CRISPR-edited mouse and rat models are of course widely available. Unlike specially bred rodents, which may exhibit just one or two phenotypic or genomic characteristics, these models are capable of recapitulating many of the complexities of disease states, for example in non-alcoholic fatty liver disease, familial hypercholesterolemia, cardiovascular disease, Alzheimer’s disease, and of course cancer.

Conclusion

CRISPR-based genetic engineering, though lagging on the therapeutic front, is already paying big dividends to companies exploiting this technology in disease modeling. At the cellular level, researchers can create, within very reasonable timeframes and at relatively low cost, animal cells exhibiting complex genotypes and phenotypes.

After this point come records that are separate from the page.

PR #3062, opened 2022-10-20
Cleanup trigger client reset function

nirinchev:
## Description

Just a little bit of tweaking - I noticed there was a typo - `useId` vs `userId` which is why we weren't logging the user id (even though the actual deletion was succeeding). I also reshuffled the code a little bit to make it shorter.

### DIFF
--- a/Tools/DeployApps/BaasClient.cs
+++ b/Tools/DeployApps/BaasClient.cs
@@ -76,25 +76,22 @@ namespace Baas
                 };";
 
         private const string TriggerClientResetOnSyncServerFuncSource =
-            @"exports = async function(useId, appId = '') {
+            @"exports = async function(userId, appId = '') {
                 const mongodb = context.services.get('BackingDB');
                 console.log('user.id: ' + context.user.id);
-                let deletionResult;
                 try {
                   let dbName = '__realm_sync';
                   if (appId !== '')
                   {
                     dbName = [dbName, '_', appId].join('');
                   }
-                  deletionResult = await mongodb.db(dbName).collection('clientfiles').deleteMany({ ownerId: useId });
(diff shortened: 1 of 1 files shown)


Tools/DeployApps/BaasClient.cs
```diff
@@ -76,25 +76,22 @@ public enum Result
                 };";
 
         private const string TriggerClientResetOnSyncServerFuncSource =
-            @"exports = async function(useId, appId = '') {
```
LaPeste, line 79: 🤦🏻

Tools/DeployApps/BaasClient.cs
```diff
@@ -76,25 +76,22 @@ public enum Result
...
                   }
-                  deletionResult = await mongodb.db(dbName).collection('clientfiles').deleteMany({ ownerId: useId });
+                  const deletionResult = await mongodb.db(dbName).collection('clientfiles').deleteMany({ ownerId: userId });
                   console.log('Deleted documents: ' + deletionResult.deletedCount);
+
+                  return { status: deletionResult.deletedCount > 0 ? 'success' : 'failure' };
                 } catch(err) {
                   throw 'Deletion failed: ' + err;
                 }
-                if (deletionResult.deletedCount > 0) {
```
LaPeste, line 94: How do we know if anything was deleted? If we don't care, why?

nirinchev: I just moved the return inside the `try` block:

```
return { status: deletionResult.deletedCount > 0 ? 'success' : 'failure' };
```

LaPeste: eh... completely blind... Sorry

LaPeste (approved):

The application of CRISPR to stem cells, in particular, addresses scaleup and industrialization of cell-based assays, particularly of the 3D variety.

By no means is CRISPR’s ability to recapitulate multifactorial disease genetics limited to rodents, as the technique is applicable to canine and primate models as well.

If drug screening and disease research is only as good as the test platform or model used, the model is only as good as the premises underlying it. Many diseases are multifactorial, and by no means are all relevant associations between gene and illness known, or when known appreciated. Epigenetics introduces an entirely new level of complexity, for example. As more of these causal relationships are discovered, CRISPR editing may one day yield the equivalent of “fully humanized” (at least in terms of the disease under investigation) cell- and animal-based screening platforms.